*** Opening of SUPPLIED RECORDS ***
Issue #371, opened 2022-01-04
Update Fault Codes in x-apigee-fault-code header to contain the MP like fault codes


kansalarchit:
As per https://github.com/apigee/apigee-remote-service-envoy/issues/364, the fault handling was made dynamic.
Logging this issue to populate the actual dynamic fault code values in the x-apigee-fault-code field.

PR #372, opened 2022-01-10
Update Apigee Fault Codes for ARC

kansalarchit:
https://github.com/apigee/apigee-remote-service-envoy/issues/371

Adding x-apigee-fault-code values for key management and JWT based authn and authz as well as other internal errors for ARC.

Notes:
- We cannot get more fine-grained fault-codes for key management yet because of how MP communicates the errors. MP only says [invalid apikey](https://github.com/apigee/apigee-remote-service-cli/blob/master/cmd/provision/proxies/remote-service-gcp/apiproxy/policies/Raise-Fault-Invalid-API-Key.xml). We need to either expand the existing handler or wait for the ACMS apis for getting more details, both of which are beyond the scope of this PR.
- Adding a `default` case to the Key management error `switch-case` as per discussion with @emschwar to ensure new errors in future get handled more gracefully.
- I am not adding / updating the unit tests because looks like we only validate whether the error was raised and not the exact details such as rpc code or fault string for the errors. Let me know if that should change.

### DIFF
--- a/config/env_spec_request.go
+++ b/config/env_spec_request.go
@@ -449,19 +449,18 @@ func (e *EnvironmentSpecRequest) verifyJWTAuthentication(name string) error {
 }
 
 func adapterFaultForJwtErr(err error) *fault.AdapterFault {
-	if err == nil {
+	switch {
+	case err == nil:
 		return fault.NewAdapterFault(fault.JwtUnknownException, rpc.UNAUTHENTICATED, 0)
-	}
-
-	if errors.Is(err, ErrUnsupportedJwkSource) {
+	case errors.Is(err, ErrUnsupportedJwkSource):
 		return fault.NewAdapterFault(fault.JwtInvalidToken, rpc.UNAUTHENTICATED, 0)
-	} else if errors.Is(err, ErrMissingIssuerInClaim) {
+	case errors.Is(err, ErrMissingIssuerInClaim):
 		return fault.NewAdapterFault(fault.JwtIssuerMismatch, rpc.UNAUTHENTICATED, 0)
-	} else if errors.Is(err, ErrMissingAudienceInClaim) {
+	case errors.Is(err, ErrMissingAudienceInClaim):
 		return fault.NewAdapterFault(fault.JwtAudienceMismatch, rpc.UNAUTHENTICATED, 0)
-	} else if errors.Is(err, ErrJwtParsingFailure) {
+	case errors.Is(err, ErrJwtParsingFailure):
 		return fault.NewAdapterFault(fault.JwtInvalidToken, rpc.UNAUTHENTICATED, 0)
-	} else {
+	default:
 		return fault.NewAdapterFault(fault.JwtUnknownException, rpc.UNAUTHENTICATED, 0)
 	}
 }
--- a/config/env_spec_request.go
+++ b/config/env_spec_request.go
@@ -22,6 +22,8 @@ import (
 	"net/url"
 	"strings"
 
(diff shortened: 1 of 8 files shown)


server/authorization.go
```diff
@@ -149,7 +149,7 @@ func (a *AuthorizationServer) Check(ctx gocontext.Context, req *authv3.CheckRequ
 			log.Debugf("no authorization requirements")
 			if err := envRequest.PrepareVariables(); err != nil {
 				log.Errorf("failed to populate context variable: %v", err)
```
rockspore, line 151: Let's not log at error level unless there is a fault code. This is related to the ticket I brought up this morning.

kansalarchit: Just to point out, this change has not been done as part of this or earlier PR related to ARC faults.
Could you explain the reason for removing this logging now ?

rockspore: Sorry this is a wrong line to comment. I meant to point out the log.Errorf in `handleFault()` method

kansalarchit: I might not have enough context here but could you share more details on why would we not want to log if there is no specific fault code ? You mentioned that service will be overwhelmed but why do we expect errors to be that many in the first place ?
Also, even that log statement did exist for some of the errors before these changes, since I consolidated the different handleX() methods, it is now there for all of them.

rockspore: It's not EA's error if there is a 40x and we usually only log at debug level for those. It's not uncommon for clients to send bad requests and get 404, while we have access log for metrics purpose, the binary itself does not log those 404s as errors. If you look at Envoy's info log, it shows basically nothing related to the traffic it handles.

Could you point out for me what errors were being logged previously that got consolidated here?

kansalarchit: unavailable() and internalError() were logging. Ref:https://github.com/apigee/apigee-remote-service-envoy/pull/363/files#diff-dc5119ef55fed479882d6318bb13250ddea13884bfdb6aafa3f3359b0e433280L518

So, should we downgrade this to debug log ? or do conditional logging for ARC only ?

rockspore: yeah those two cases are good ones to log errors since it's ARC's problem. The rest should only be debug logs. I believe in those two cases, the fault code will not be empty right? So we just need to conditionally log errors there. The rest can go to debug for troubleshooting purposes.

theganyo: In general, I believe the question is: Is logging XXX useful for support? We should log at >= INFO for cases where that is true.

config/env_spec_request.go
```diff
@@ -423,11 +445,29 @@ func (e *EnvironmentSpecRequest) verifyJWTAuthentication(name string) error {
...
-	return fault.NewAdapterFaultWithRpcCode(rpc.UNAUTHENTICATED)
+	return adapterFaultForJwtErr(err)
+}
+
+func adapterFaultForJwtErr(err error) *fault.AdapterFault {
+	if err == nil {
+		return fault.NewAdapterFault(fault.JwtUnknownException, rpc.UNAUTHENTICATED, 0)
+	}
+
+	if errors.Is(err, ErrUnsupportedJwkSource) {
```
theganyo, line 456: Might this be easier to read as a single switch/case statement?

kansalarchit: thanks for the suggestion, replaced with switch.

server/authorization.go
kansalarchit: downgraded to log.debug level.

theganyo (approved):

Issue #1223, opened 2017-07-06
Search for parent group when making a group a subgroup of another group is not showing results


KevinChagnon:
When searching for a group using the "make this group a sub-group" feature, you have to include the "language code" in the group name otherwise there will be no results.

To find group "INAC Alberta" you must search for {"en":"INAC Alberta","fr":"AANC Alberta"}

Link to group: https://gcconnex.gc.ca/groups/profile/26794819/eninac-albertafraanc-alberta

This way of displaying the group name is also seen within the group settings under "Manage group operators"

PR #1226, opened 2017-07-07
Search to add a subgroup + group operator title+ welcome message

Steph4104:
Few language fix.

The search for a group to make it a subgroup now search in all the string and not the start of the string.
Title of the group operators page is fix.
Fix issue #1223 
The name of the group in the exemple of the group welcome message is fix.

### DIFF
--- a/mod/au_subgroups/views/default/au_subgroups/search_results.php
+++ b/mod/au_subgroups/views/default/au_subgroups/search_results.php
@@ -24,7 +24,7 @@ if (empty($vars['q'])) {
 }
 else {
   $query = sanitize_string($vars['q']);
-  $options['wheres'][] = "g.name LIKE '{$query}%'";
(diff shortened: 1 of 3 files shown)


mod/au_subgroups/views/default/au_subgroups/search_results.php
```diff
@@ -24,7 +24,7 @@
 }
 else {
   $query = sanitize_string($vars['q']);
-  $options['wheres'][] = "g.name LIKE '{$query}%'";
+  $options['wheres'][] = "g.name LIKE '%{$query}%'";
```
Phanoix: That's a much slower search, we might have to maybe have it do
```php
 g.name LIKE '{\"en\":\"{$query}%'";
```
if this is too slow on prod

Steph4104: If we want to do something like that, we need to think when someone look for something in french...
*** Close of SUPPLIED RECORDS ***
### TASK ITEM
If a line in the listing holds the word "service", list that line.

### WRITTEN ANSWER
As per https://github.com/apigee/apigee-remote-service-envoy/issues/364, the fault handling was made dynamic.
https://github.com/apigee/apigee-remote-service-envoy/issues/371
- We cannot get more fine-grained fault-codes for key management yet because of how MP communicates the errors. MP only says [invalid apikey](https://github.com/apigee/apigee-remote-service-cli/blob/master/cmd/provision/proxies/remote-service-gcp/apiproxy/policies/Raise-Fault-Invalid-API-Key.xml). We need to either expand the existing handler or wait for the ACMS apis for getting more details, both of which are beyond the scope of this PR.
kansalarchit: I might not have enough context here but could you share more details on why would we not want to log if there is no specific fault code ? You mentioned that service will be overwhelmed but why do we expect errors to be that many in the first place ?
kansalarchit: unavailable() and internalError() were logging. Ref:https://github.com/apigee/apigee-remote-service-envoy/pull/363/files#diff-dc5119ef55fed479882d6318bb13250ddea13884bfdb6aafa3f3359b0e433280L518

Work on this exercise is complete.